EXTRACTED DATA START

PR #4247, opened 2015-03-19
Add markup/styles for SMS first names Optimizely test.

### LINKED ISSUE #3568: add beta name fields for SMS game A/B test
# Tasks
- [x] Create and output a second SMS Game Signup Form with extra input values for names, which is hidden on the page. ideally using same form constructor with parameter set to include names?
- [x] Second SMS Game Signup Form needs to add additional beta names to submitted MobileCommons request

The Optimizely test can hide the regular Form and unhide the hidden Form to A/B it up.
# Overview

we want to run an A/B test where we ask alphas for the first name of their beta friends

we would need to pass this first name along to mobile commons to be associated with the beta

[mobile mocks](https://s3.amazonaws.com/uploads.hipchat.com/34218/350105/42fQwILikUk4mG0/Mobile%20SMS.png)
[desktop mocks](https://s3.amazonaws.com/uploads.hipchat.com/34218/350105/kg5HrkAu4cMln8t/SMS%20Game.png) -> "First Name" should be the placeholder text in the alpha's first name field.

cc: @jonuy @Bladt @weerd

DFurnes:
# Changes
- Adds markup and styles for SMS first names Optimizely test. Closes #3568.
- Add hidden fields & whitelist them to be passed to Mobile Commons. We only validate them client-side, so Drupal doesn't need to know whether or not A/B test is functioning on page.
- Removes CSS column groups, instead floating individual fields as half-width blocks. This allows us to have adjacent fields side-by-side rather than stacked vertically (needed for friend name & number fields to be side-by-side in the A/B variant).

For review: @aaronschachter @DoSomething/front-end @jonuy 
# Snippet

``` js
var $ = jQuery;
var $form = $("#dosomething-signup-sms-game-form");
$form.addClass('optimizely-sms-form');
$form.find(".form-item-alpha-first-name").remove();
$form.find("#edit-group1").html($("#ab-test-sms-names").html()); 
```

(You can test this by copying and pasting into the web console on staging or your dev environment!)
# Updated Example Payload

The Node application will receive the exact same payload, but may include the extra `beta_first_name_#` fields if the test is activated on the page. For example:

```
array(10) { ["alpha_first_name"]=> string(4) "Dave" ["alpha_mobile"]=> string(10) "2035830429" ["beta_mobile_0"]=> string(10) "2025555692" ["beta_mobile_1"]=> string(10) "2025555672" ["beta_mobile_2"]=> string(10) "2025455692" ["beta_first_name_0"]=> string(3) "Jim" ["beta_first_name_1"]=> string(3) "Don" ["beta_first_name_2"]=> string(3) "Bob" ["story_id"]=> string(6) "176153" ["story_type"]=> string(6) "176155" }
```
# Screenshots
#### Before:

screen shot 2015-03-19 at 11 24 48 am
#### After (with A/B test activated):

screen shot 2015-03-19 at 11 25 42 am

### DIFF
--- a/lib/modules/dosomething/dosomething_signup/dosomething_signup.forms.inc
+++ b/lib/modules/dosomething/dosomething_signup/dosomething_signup.forms.inc
@@ -167,13 +167,7 @@ function dosomething_signup_sms_game_form($form, &$form_state, $node, $num_frien
   $form['group1'] = array(
     '#type' => 'fieldset',
     '#attributes' => array(
-      'class' => array('-columned first-group'),
-    ),
-  );
-  $form['group2'] = array(
-    '#type' => 'fieldset',
-    '#attributes' => array(
-      'class' => array('-columned second-group'),
+      'class' => array('campaign-sms-numbers'),
     ),
   );
   $form['group1']['alpha_mobile'] = array(
@@ -189,13 +183,7 @@ function dosomething_signup_sms_game_form($form, &$form_state, $node, $num_frien
     ),
   );
   for ($i = 0; $i < $num_friends; $i++) {
-    // Default to second fieldset.
-    $group = 'group2';
-    if ($i == 0) {
-      // Unless its the first beta.
-      $group = 'group1';
-    }
-    $form[$group]['beta_mobile_' .$i] = array(
+    $form['group1']['beta_mobile_' .$i] = array(
       '#type' => 'textfield',
       '#required' => TRUE,
       '#title' => 'Friend\'s Cell Number',
--- a/lib/modules/dosomething/dosomething_signup/dosomething_signup.forms.inc
+++ b/lib/modules/dosomething/dosomething_signup/dosomething_signup.forms.inc
@@ -183,6 +183,11 @@ function dosomething_signup_sms_game_form($form, &$form_state, $node, $num_frien
     ),
   );
   for ($i = 0; $i < $num_friends; $i++) {
+    $form['group1']['beta_first_name_' .$i] = array(
+      '#type' => 'hidden',
+      '#title' => 'Your Friend\'s Name',
+    );
+
     $form['group1']['beta_mobile_' .$i] = array(
       '#type' => 'textfield',
       '#required' => TRUE,
--- a/lib/modules/dosomething/dosomething_signup/dosomething_signup.module
+++ b/lib/modules/dosomething/dosomething_signup/dosomething_signup.module
@@ -776,11 +776,16 @@ function dosomething_signup_sms_game_multi_player_signup_request($values) {
     'beta_mobile_0',
     'beta_mobile_1',
     'beta_mobile_2',
+    'beta_first_name_0',
+    'beta_first_name_1',
+    'beta_first_name_2',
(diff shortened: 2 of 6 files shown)


lib/modules/dosomething/dosomething_signup/dosomething_signup.forms.inc
```diff
@@ -189,13 +183,12 @@ function dosomething_signup_sms_game_form($form, &$form_state, $node, $num_frien
...
-    // Default to second fieldset.
-    $group = 'group2';
-    if ($i == 0) {
-      // Unless its the first beta.
-      $group = 'group1';
-    }
-    $form[$group]['beta_mobile_' .$i] = array(
+    $form['group1']['beta_first_name_' .$i] = array(
+      '#type' => 'hidden',
+      '#title' => 'Your Friend\'s Name',
```
aaronschachter, line 188: `t()` ?

aaronschachter:
code looks ok to me, just one minor going global comment

lib/modules/dosomething/dosomething_signup/dosomething_signup.forms.inc
DFurnes, line 188: This field isn't actually doing anything besides telling Drupal to whitelist sending `'beta_first_name` fields along to Mobile Commons. The form fields used for the A/B test are hard-coded in the `<div id="ab-test-sms-names" />` markup in the template.

DFurnes, line 188: Happy to update anyways, but it's more of a developer convenience ("what is this for?") than anything. I don't even think Drupal creates `<label>` elements for hidden form fields.

jonuy:
@aaronschachter @DFurnes do you guys know if in the end this POSTs to our Node app? I'm only remembering now that SMS games with `mobilecommons_opt_in_path` and `mobilecommons_friends_opt_in_path` filled in behave differently than games with `sms_game_mp_story_id` and `sms_game_mp_story_type`. These beta player names are intended for the latter - the MP games - and so would need to POST to the Node app.

aaronschachter:
`sms_game_mp_story_id` and `sms_game_mp_story_id` variables set  == posts to node app

`mobilecommons_opt_in_path` and `mobilecommons_friends_opt_in_path` set == posts to mobilecommons

DFurnes:
But in both cases, the payload sent to either the relevant Node app or Mobile Commons is passed through `dosomething_signup_get_mobilecommons_friends_vars`, right? I couldn't find an alternative for Node requests, but just wanna make sure.

jonuy:
@DFurnes It seems like this `dosomething_signup_sms_game_multi_player_signup_request` in the dosomething_signup module is actually where the request to the Node app gets made.

DFurnes:
Now targets the correct multiplayer game method. Also updated PR (above) with new example payload.

aaronschachter:
Looks ok here :+1:

jonuy:
Also think it looks ok :+1:

DFurnes:
:dancer:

EXTRACTED DATA END

## WORK ORDER:
Write the material above out again, exactly as it reads.

## SOLUTION BELOW:
PR #4247, opened 2015-03-19
Add markup/styles for SMS first names Optimizely test.

### LINKED ISSUE #3568: add beta name fields for SMS game A/B test
# Tasks
- [x] Create and output a second SMS Game Signup Form with extra input values for names, which is hidden on the page. ideally using same form constructor with parameter set to include names?
- [x] Second SMS Game Signup Form needs to add additional beta names to submitted MobileCommons request

The Optimizely test can hide the regular Form and unhide the hidden Form to A/B it up.
# Overview

we want to run an A/B test where we ask alphas for the first name of their beta friends

we would need to pass this first name along to mobile commons to be associated with the beta

[mobile mocks](https://s3.amazonaws.com/uploads.hipchat.com/34218/350105/42fQwILikUk4mG0/Mobile%20SMS.png)
[desktop mocks](https://s3.amazonaws.com/uploads.hipchat.com/34218/350105/kg5HrkAu4cMln8t/SMS%20Game.png) -> "First Name" should be the placeholder text in the alpha's first name field.

cc: @jonuy @Bladt @weerd

DFurnes:
# Changes
- Adds markup and styles for SMS first names Optimizely test. Closes #3568.
- Add hidden fields & whitelist them to be passed to Mobile Commons. We only validate them client-side, so Drupal doesn't need to know whether or not A/B test is functioning on page.
- Removes CSS column groups, instead floating individual fields as half-width blocks. This allows us to have adjacent fields side-by-side rather than stacked vertically (needed for friend name & number fields to be side-by-side in the A/B variant).

For review: @aaronschachter @DoSomething/front-end @jonuy 
# Snippet

``` js
var $ = jQuery;
var $form = $("#dosomething-signup-sms-game-form");
$form.addClass('optimizely-sms-form');
$form.find(".form-item-alpha-first-name").remove();
$form.find("#edit-group1").html($("#ab-test-sms-names").html()); 
```

(You can test this by copying and pasting into the web console on staging or your dev environment!)
# Updated Example Payload

The Node application will receive the exact same payload, but may include the extra `beta_first_name_#` fields if the test is activated on the page. For example:

```
array(10) { ["alpha_first_name"]=> string(4) "Dave" ["alpha_mobile"]=> string(10) "2035830429" ["beta_mobile_0"]=> string(10) "2025555692" ["beta_mobile_1"]=> string(10) "2025555672" ["beta_mobile_2"]=> string(10) "2025455692" ["beta_first_name_0"]=> string(3) "Jim" ["beta_first_name_1"]=> string(3) "Don" ["beta_first_name_2"]=> string(3) "Bob" ["story_id"]=> string(6) "176153" ["story_type"]=> string(6) "176155" }
```
# Screenshots
#### Before:

screen shot 2015-03-19 at 11 24 48 am
#### After (with A/B test activated):

screen shot 2015-03-19 at 11 25 42 am

### DIFF
--- a/lib/modules/dosomething/dosomething_signup/dosomething_signup.forms.inc
+++ b/lib/modules/dosomething/dosomething_signup/dosomething_signup.forms.inc
@@ -167,13 +167,7 @@ function dosomething_signup_sms_game_form($form, &$form_state, $node, $num_frien
   $form['group1'] = array(
     '#type' => 'fieldset',
     '#attributes' => array(
-      'class' => array('-columned first-group'),
-    ),
-  );
-  $form['group2'] = array(
-    '#type' => 'fieldset',
-    '#attributes' => array(
-      'class' => array('-columned second-group'),
+      'class' => array('campaign-sms-numbers'),
     ),
   );
   $form['group1']['alpha_mobile'] = array(
@@ -189,13 +183,7 @@ function dosomething_signup_sms_game_form($form, &$form_state, $node, $num_frien
     ),
   );
   for ($i = 0; $i < $num_friends; $i++) {
-    // Default to second fieldset.
-    $group = 'group2';
-    if ($i == 0) {
-      // Unless its the first beta.
-      $group = 'group1';
-    }
-    $form[$group]['beta_mobile_' .$i] = array(
+    $form['group1']['beta_mobile_' .$i] = array(
       '#type' => 'textfield',
       '#required' => TRUE,
       '#title' => 'Friend\'s Cell Number',
--- a/lib/modules/dosomething/dosomething_signup/dosomething_signup.forms.inc
+++ b/lib/modules/dosomething/dosomething_signup/dosomething_signup.forms.inc
@@ -183,6 +183,11 @@ function dosomething_signup_sms_game_form($form, &$form_state, $node, $num_frien
     ),
   );
   for ($i = 0; $i < $num_friends; $i++) {
+    $form['group1']['beta_first_name_' .$i] = array(
+      '#type' => 'hidden',
+      '#title' => 'Your Friend\'s Name',
+    );
+
     $form['group1']['beta_mobile_' .$i] = array(
       '#type' => 'textfield',
       '#required' => TRUE,
--- a/lib/modules/dosomething/dosomething_signup/dosomething_signup.module
+++ b/lib/modules/dosomething/dosomething_signup/dosomething_signup.module
@@ -776,11 +776,16 @@ function dosomething_signup_sms_game_multi_player_signup_request($values) {
     'beta_mobile_0',
     'beta_mobile_1',
     'beta_mobile_2',
+    'beta_first_name_0',
+    'beta_first_name_1',
+    'beta_first_name_2',
(diff shortened: 2 of 6 files shown)


lib/modules/dosomething/dosomething_signup/dosomething_signup.forms.inc
```diff
@@ -189,13 +183,12 @@ function dosomething_signup_sms_game_form($form, &$form_state, $node, $num_frien
...
-    // Default to second fieldset.
-    $group = 'group2';
-    if ($i == 0) {
-      // Unless its the first beta.
-      $group = 'group1';
-    }
-    $form[$group]['beta_mobile_' .$i] = array(
+    $form['group1']['beta_first_name_' .$i] = array(
+      '#type' => 'hidden',
+      '#title' => 'Your Friend\'s Name',
```
aaronschachter, line 188: `t()` ?

aaronschachter:
code looks ok to me, just one minor going global comment

lib/modules/dosomething/dosomething_signup/dosomething_signup.forms.inc
DFurnes, line 188: This field isn't actually doing anything besides telling Drupal to whitelist sending `'beta_first_name` fields along to Mobile Commons. The form fields used for the A/B test are hard-coded in the `<div id="ab-test-sms-names" />` markup in the template.

DFurnes, line 188: Happy to update anyways, but it's more of a developer convenience ("what is this for?") than anything. I don't even think Drupal creates `<label>` elements for hidden form fields.

jonuy:
@aaronschachter @DFurnes do you guys know if in the end this POSTs to our Node app? I'm only remembering now that SMS games with `mobilecommons_opt_in_path` and `mobilecommons_friends_opt_in_path` filled in behave differently than games with `sms_game_mp_story_id` and `sms_game_mp_story_type`. These beta player names are intended for the latter - the MP games - and so would need to POST to the Node app.

aaronschachter:
`sms_game_mp_story_id` and `sms_game_mp_story_id` variables set  == posts to node app

`mobilecommons_opt_in_path` and `mobilecommons_friends_opt_in_path` set == posts to mobilecommons

DFurnes:
But in both cases, the payload sent to either the relevant Node app or Mobile Commons is passed through `dosomething_signup_get_mobilecommons_friends_vars`, right? I couldn't find an alternative for Node requests, but just wanna make sure.

jonuy:
@DFurnes It seems like this `dosomething_signup_sms_game_multi_player_signup_request` in the dosomething_signup module is actually where the request to the Node app gets made.

DFurnes:
Now targets the correct multiplayer game method. Also updated PR (above) with new example payload.

aaronschachter:
Looks ok here :+1:

jonuy:
Also think it looks ok :+1:

DFurnes:
:dancer:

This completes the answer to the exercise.